Standard and Poor's put 15 eurozone nations, including the area's six AAA rated countries, on "CreditWatch negative" on Monday due to deepening economic and political turmoil in the region, meaning there is 50 percent chance for these countries to be downgraded with the next 90 days.
In its latest statement, S&P said "the CreditWatch placements are prompted by our belief that systemic stresses in the eurozone have risen in recent weeks to the extent that they now put downward pressure on the credit standing of the eurozone as a whole."

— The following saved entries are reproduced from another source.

PR #62, opened 2019-10-18
Add property to control NuGet package version

Treit:
Currently creating NuGet packages  for CoreWCF just uses a default package version of "1.0.0". I'd like to publish the packages to our internal feed so we can use them for private testing, but want to make it clear these are pre-release versions and not an official 1.0 release. So, adding a property to control the version of the packages generated.


Daniel-Svensson:
The proposed CI/CD pipeline in #52 solves the same issue using [gitversion](https://gitversion.readthedocs.io/en/latest/) .

If it is important to have the same release numbers with when right clicking from within VS or dunning dotnet pack without specifying release number one could consider using the nuget package.

Directory.Build.props
```diff
@@ -32,5 +32,10 @@
     <EnableDefaultEmbeddedResourceItems>false</EnableDefaultEmbeddedResourceItems>
   </PropertyGroup>
   
+  <!-- Common NuGet package properties -->
+  <PropertyGroup>
+    <PackageVersion>0.0.1-alpha</PackageVersion>
```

These systemic stresses, according to the rating agency, stem from tightening credit conditions, higher risk premiums, continuing disagreements among European policy makers, high levels of government and household indebtedness and rising risk of economic recession.
According to the S&P, their credit ratings may be cut depending on the result of the key EU summit on Dec. 9.

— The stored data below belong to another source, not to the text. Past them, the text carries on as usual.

PR #65, opened 2019-10-23
Implemented and wrote tests for using DI for all InstanceContextMode values

### LINKED ISSUE #56: Use Dependency injection to provide instance for all InstanceContextMode's
I need to inject a depency to a service. How do I do that? The service only supports parameterless constructor.

mconnew:
Additional work included:
* Cleaned up test namespaces
* Fixed Windows test targetframeworks for net472
* Fixed session cleanup in Dispatcher
Fixes #56


src/CoreWCF.Primitives/tests/DependencyInjection/ServiceInstanceContextModeTests.cs
```diff
@@ -0,0 +1,174 @@
...
+    {
+        [Fact]
+        public static void InstanceContextMode_Single()
+        {
+            SingleInstanceContextSimpleService.CreationCount = 0;
+            SingleInstanceContextSimpleService.DisposalCount = 0;
+            var services = new ServiceCollection();
+            var serviceInstance = new SingleInstanceContextSimpleService();
+            services.AddSingleton(serviceInstance);
+            TestHelper.BuildDispatcherAndCallService<SingleInstanceContextSimpleService>(services);
```
Daniel-Svensson: Did you consider making 2 calls. so that the CreateCount would be 2 if it created multiple instances but still skipped Dispose ?

src/CoreWCF.Primitives/tests/DependencyInjection/ServiceInstanceContextModeTests.cs
```diff
@@ -0,0 +1,174 @@
...
+            services.AddTransient<PerCallInstanceContextSimpleService>();
+            string serviceAddress = "http://localhost/dummy";
+            var serviceDispatcher = TestHelper.BuildDispatcher<PerCallInstanceContextSimpleService>(services, serviceAddress);
+            IChannel mockChannel = new MockReplyChannel(services.BuildServiceProvider());
+            var dispatcher = serviceDispatcher.CreateServiceChannelDispatcher(mockChannel);
+            // Instance created as part of service startup to probe if type is availale in DI
+            Assert.Equal(1, PerCallInstanceContextSimpleService.CreationCount);
+            Assert.Equal(1, PerCallInstanceContextSimpleService.DisposalCount);
+
+            PerCallInstanceContextSimpleService.CreationCount = 0;
```
Daniel-Svensson: nit: test would be slightly easier to follow if you also reset DisposalCount

src/CoreWCF.Primitives/src/CoreWCF/Dispatcher/ChannelDispatcherBase.cs
```diff
@@ -10,10 +10,20 @@ public abstract class ChannelDispatcherBase : CommunicationObject
...
+        internal void AttachInternal(ServiceHostBase host)
+        {
+            Attach(host);
+        }
+
         protected virtual void Attach(ServiceHostBase host)
         {
         }
 
+        internal void DetachInternal(ServiceHostBase host)
```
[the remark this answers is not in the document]
mconnew: This is code copied from .NET Framework. The whole ChannelDispatcherBase/ChannelDispatcher thing needs tidying up. I believe it's an artifact left over for a back compat scenario from an earlier release of WCF. Unfortunately ChannelDispatcherBase bleeds into ChannelDistpatcherCollection public api so people might be relying on the specific type in some extensibility. At some point there's going to be some compat breaks with modernizing some things like make message inspectors async. That's the time to clean this up. Until then, I'm keeping it the same as .NET Framework to prevent having to think about repercussions of changes too much.

src/CoreWCF.Primitives/src/CoreWCF/Dispatcher/ChannelDispatcherCollection.cs
```diff
@@ -16,7 +16,15 @@ internal ChannelDispatcherCollection(ServiceHostBase service, object syncRoot)
 
         protected override void ClearItems()
         {
-            throw new PlatformNotSupportedException();
+            ChannelDispatcherBase[] array = new ChannelDispatcherBase[Count];
+            CopyTo(array, 0);
+            base.ClearItems();
```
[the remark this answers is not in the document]
mconnew: ClearItems should only get called on service shutdown. There's still some cleanup work needed with cleaning everything up with the Kestrel based host is shutting down so this will tie into that. Basically the logic in ServiceHost.Close needs to be moved to the shutdown handler registered with ASP.NET Core.

src/CoreWCF.Primitives/src/CoreWCF/ServiceHostBase.cs
```diff
@@ -343,12 +371,41 @@ protected override void OnOpened()
...
         }
-        
+
+        internal void OnRemoveChannelDispatcher(ChannelDispatcherBase channelDispatcher)
+        {
+            lock (ThisLock)
+            {
+                ThrowIfClosedOrOpened();
+                channelDispatcher.DetachInternal(this);
+            }
```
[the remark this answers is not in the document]
mconnew: This code would only get called on service close/abort so it becomes irrelevant. This code is technically dead code unless someone calls it explicitly, but it's here as part of preparation for improved shutdown/cleanup code tied in to ASP.NET Core.

src/CoreWCF.Primitives/tests/DependencyInjection/ServiceInstanceContextModeTests.cs
mconnew: Good point. I'll add that. I was concentrating on making sure that the injected instance is the only instance created and making a single request is sufficient to show this. I think you can safely infer that it's doing the right thing with the existing code but explicit is better then inference if you can test something explicitly so I'll make the change.

src/CoreWCF.Primitives/tests/DependencyInjection/ServiceInstanceContextModeTests.cs
mconnew: not a nit, clear code is better code! The less you need to think about why something isn't how you would immediately expect, the better. I'll make the change.

mconnew:
@Daniel-Svensson, good call on adding a second call for Single mode. I found a bug by adding an extra call. It wasn't setting ServiceHostObjectModel.DisposableInstance when it implemented IDisposable which meant it got disposed after the first call. Then it created a new instance for the second call.

PR #69, opened 2019-10-30
Fix connection reuse problems

mconnew:
* Streamed transfer mode for NetTcp wasn't using our own RawStream implementation which can safely and cleanly unwrap an upgraded stream. This was preventing the socket from being reused for multiple requests as NegotiateStream still had a pending read on the raw connection.
* Fixed an issue when the socket is closed while trying to read the framing mode.
* Fixed tests to correctly close the channel factory which results in pooled connections being correctly closed. Added a helper to ensure the channel and factory are fully closed even if there's an exception.
* Added logger when building tests in Debug mode which outputs AspNetCore logs to ITestOutputHelper (xunit class) for capturing any error logging from AspNetCore.
* Added binding helper to configure the client bindings to have a 20 minute timeout for all timeouts when a debugger is attached. This is to help when stepping through code while debugging a test without having the connection aborted due to a timeout.


mconnew:
Latest update on this PR fixes the problems with running the tests in Azure DevOps.

mconnew:
@tibor19, ping?

PR #212, opened 2023-03-31
HOTFIX: EIP1-5198: EIP1-5200: Adds AED supporting format that accepts all values

vishalgupta-valtech:


src/main/resources/openapi/PrintAPIs.yaml
```diff
@@ -1,7 +1,7 @@
 openapi: 3.0.0
 info:
   title: Print APIs
-  version: '1.12.3'
+  version: '1.13.0'
```
matt-wills-valtech, line 4: Minor - why not 1.12.4?

src/main/resources/openapi/PrintAPIs.yaml
```diff
@@ -786,10 +786,20 @@ components:
         - dateTime
 
     SupportingInformationFormat:
+      title: SupportingInformationFormat
```
vishalgupta-valtech, line 789: Can't extend this as VCA and other flows uses this, so had to add a new format enum

matt-wills-valtech (approved):

sentioservices (approved):
LGTM

src/main/resources/openapi/PrintAPIs.yaml
Neil-Massey: Should the temporary certificate not also support the other supporting information formats?

matt-wills-valtech: Not sure I understand the question? @vishalgupta-valtech's change doesn't affect temp certs.

sentioservices (approved):
LGTM

src/main/resources/openapi/PrintAPIs.yaml
vishalgupta-valtech: @Neil-Massey I don't see temporary certs using `supportingInformationFormat` in spec before and also they are different to AEDs as AEDs needs to be generated (if requested) after actual removal from vca.

image

matt-wills-valtech (approved):
LGTM

src/main/resources/openapi/PrintAPIs.yaml
Neil-Massey: Sorry, missed two things, 1 this is a bug fix and 2 the endpoint I was thinking doesn't take a supporting document format

```
/eros/{eroId}/temporary-certificates/{gssCode}/explainer-document
```

PR #215, opened 2023-04-03
EIP1-5159 - Added CorrelationIdRestTemplateClientHttpRequestInterceptor

NathanRussellValtech:
This PR adds `CorrelationIdRestTemplateClientHttpRequestInterceptor` that can be used with `RestTemplate`; and also updates the integration tests so that the config class and its tests can be used "outside" of print-api (ie. so that we can move it into a shared library)

(not all the tests have been abstracted from print-api - still need to do the tests for the SQS listener and senders, and the scheduled jobs - we can look to do these another time)


adacayi (approved):
LGTM, @NathanRussellValtech , thanks for simplifying the existing MDC integration tests as well.

PR #217, opened 2023-04-04
EIP1-5311 - Refactored CorrelationIdMdcIntegrationTest

NathanRussellValtech:
Refactored CorrelationIdMdcIntegrationTest so it is abstracted away from any print-api specific implementations
This means it will be much easier to pull out into the other API repos, and then into a shared library as and when we get there

### DIFF
--- a/src/main/resources/application.yml
+++ b/src/main/resources/application.yml
@@ -198,7 +198,7 @@ thread-pool:
 
 logging:
   pattern:
-    level: "%X{correlationId}%5p"
+    level: "%X{correlationId} %5p"
   level:
     com:
       jcraft:
--- a/src/test/kotlin/uk/gov/dluhc/printapi/logging/CorrelationIdMdcIntegrationTest.kt
+++ b/src/test/kotlin/uk/gov/dluhc/printapi/logging/CorrelationIdMdcIntegrationTest.kt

Meanwhile, S&P maintained its negative outlook for Cyprus, and Greece wasn't put on "CreditWatch." The firm also said that ratings could be cut by one notch for Austria, Belgium, Finland, Germany, Netherlands and Luxembourg, and by up to two notches for the other governments.
S&P's move came as investors cheered the Franco-German plan to rewrite the EU constitution for more central control of euro zone budgets.
French President Nicolas Sarkozy and German Chancellor Angela Merkel met on Monday in Paris, trying to reach common ground on measures to boost coercive budget discipline in the region.
In a joint press conference after the meeting, Merkel and Sarkozy said that Europe's two biggest economies were aligned on backing automatic penalties for deficit violators and locking limits on debt into euro states' constitutions.